»»

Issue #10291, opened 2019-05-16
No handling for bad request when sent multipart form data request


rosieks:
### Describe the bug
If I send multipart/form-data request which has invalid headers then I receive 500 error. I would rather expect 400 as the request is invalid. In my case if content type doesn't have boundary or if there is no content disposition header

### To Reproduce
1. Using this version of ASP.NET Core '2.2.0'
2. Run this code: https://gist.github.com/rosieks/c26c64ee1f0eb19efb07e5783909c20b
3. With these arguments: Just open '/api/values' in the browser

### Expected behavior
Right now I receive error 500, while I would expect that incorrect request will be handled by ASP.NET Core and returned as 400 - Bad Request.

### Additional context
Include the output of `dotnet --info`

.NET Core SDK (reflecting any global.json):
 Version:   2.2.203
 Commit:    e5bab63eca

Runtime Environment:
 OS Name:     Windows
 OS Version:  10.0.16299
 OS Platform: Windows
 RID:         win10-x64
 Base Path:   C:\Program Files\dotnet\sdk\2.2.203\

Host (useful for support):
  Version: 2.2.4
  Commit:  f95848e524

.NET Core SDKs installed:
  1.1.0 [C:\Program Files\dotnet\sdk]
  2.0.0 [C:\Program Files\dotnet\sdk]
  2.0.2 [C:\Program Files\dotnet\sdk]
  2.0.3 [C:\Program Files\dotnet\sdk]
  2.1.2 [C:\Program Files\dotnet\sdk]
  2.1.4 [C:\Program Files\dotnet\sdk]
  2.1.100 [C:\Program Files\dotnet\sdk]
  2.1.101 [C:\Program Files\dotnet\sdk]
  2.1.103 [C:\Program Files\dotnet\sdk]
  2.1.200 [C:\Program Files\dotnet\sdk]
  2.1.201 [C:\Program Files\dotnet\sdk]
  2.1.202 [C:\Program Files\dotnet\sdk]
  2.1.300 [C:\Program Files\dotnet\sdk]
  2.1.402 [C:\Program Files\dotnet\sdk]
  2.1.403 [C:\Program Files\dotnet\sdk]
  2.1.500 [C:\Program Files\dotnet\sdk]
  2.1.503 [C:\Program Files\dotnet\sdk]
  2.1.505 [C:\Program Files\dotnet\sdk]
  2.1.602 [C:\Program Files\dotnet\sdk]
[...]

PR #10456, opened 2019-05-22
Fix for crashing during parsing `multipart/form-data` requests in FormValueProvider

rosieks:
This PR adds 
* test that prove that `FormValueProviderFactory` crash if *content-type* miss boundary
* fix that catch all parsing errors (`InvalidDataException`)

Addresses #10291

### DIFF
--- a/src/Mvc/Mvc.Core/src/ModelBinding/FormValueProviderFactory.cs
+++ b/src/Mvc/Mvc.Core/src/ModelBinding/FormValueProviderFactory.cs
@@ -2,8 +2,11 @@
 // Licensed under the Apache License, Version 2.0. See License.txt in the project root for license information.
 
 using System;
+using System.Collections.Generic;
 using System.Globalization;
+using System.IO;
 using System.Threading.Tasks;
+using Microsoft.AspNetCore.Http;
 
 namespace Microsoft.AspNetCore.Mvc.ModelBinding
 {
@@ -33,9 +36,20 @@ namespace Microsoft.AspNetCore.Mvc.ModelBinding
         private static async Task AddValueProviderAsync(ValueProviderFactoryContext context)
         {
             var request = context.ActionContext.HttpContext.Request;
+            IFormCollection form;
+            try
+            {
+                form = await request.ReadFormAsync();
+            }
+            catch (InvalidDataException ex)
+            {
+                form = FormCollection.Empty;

««
»»

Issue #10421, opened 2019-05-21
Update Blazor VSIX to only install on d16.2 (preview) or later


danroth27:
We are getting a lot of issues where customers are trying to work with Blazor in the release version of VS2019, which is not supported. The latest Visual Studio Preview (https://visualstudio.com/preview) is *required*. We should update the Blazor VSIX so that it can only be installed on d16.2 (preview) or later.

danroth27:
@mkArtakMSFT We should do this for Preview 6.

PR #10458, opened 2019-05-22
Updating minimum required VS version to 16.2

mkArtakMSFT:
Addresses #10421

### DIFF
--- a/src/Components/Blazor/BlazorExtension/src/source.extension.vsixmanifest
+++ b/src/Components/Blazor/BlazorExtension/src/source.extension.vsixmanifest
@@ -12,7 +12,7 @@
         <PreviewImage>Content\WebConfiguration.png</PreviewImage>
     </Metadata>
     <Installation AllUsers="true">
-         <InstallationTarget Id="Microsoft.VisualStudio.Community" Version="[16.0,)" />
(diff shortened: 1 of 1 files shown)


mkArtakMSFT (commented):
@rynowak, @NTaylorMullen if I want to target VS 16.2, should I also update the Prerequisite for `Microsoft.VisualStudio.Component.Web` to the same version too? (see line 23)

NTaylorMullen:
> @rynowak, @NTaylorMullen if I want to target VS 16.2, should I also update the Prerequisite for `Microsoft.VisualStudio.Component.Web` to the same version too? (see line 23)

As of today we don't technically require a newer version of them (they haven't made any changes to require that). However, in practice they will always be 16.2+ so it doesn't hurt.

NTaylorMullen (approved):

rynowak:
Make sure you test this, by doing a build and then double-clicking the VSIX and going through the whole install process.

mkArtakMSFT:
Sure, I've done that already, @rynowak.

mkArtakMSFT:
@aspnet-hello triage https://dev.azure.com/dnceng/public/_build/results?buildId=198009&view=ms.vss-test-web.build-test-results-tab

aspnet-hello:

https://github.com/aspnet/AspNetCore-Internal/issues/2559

««
»»

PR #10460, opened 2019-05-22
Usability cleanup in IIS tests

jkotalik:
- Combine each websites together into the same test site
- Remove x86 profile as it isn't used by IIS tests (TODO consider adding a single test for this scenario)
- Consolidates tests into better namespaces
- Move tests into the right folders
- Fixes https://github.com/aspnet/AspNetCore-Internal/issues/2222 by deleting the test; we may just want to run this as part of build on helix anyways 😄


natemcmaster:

««

Assignment
Given the records above, return exactly the lines starting at the line containing "No handling for" and ending at the line containing "### Describe the bug", including both.

Exercise answer
No handling for bad request when sent multipart form data request


rosieks:
### Describe the bug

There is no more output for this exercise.